President Obama on January 23 affirmed his administration’s strong commitment to women’s health and international family planning assistance by rescinding the "global gag rule" and by committing the United States to restoring support for the United Nations Population Fund (UNFPA). The global gag rule—also known as the Mexico City policy—prohibited overseas organizations from receiving U.S. family planning assistance if they used their non-U.S. funds to provide abortion information, services or counseling, or engaged in any abortion rights advocacy.
Tragically, the policy may have only increased the need for abortions (most of them unsafe) by reducing access to family planning services in many developing countries. It also created more obstacles for some of the world’s poorest women seeking information about how to avoid unsafe abortions. The global gag rule was first imposed by President Reagan in 1984, rescinded by President Clinton in 1993 and then reinstated by President Bush in 2001.
The Bush administration and other anti–family planning administrations had also denied U.S. support to UNFPA—which works to reduce the need for abortion by promoting voluntary family planning in more than 150 poor countries. The Reagan, Bush I and Bush II administrations all blocked any U.S. contribution to UNFPA on the grounds that it indirectly supported coercive abortions in China, despite U.S. government findings clearing UNFPA of any involvement in coercive practices.
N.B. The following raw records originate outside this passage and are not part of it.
PR #357, opened 2024-10-11
[WIP] auto generate public values structure and index

hero78119:
This PR resolve possible tech debt in the future which defines public value index against the struct in different place, which  might lead to potential mismatch.

A getter/setter/index are all generate via rust macro

### DIFF
--- a/ceno_zkvm/examples/riscv_opcodes.rs
+++ b/ceno_zkvm/examples/riscv_opcodes.rs
@@ -2,7 +2,7 @@ use std::{iter, panic, time::Instant};
 
 use ceno_zkvm::{
     instructions::riscv::{arith::AddInstruction, branch::BltuInstruction},
-    scheme::prover::ZKVMProver,
+    scheme::{prover::ZKVMProver, PublicValues},
     tables::ProgramTableCircuit,
 };
 use clap::Parser;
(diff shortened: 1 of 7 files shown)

Congress has consistently appropriated funds for UNFPA since the United States helped to found the agency in 1969. Most recently, UNFPA received U.S. contributions during the Clinton administration and the first year of the Bush administration. The Bush administration reversed itself in 2002 and subsequently blocked about $244 million in funding over seven years.
There is overwhelming evidence that helping women avoid becoming pregnant too early, too late or too often benefits them and their children. Currently, 500 million women in the developing world are using some form of family planning, thereby preventing 187 million unintended pregnancies, 60 million unplanned births, 105 million induced abortions, 2.7 million infant deaths and 215,000 maternal deaths (which would leave 685,000 children motherless) each year.
However, another 200 million women throughout the developing world who would like to delay or limit their births lack access to contraceptives. Filling the unmet need for contraceptives would further reduce global rates of maternal mortality by 35% and would lower the overall number of abortions by 64%, many of which would have been unsafe abortions. More than 95% of abortions in Africa and Latin America are performed under unsafe circumstances, as are about 60% of abortions in Asia. Almost 70,000 women die each year from complications following unsafe abortions, and thousands more suffer serious, permanent injuries.
Despite the clear benefits of family planning for women worldwide, both the global gag rule and the refusal to fund UNFPA were part of a broader erosion of support for international family planning assistance under the Bush administration. The Obama administration’s reversal of both policies not only will strengthen the global fight against maternal and child mortality. It also is firmly in line with President Obama’s goal of finding common ground in the abortion debate by focusing on preventing unintended pregnancies—including through the provision of contraceptives—and thereby reducing the need for abortion.
However, even with these policy changes, direct U.S. funding for abortions overseas will continue to be prohibited under the Helms Amendment.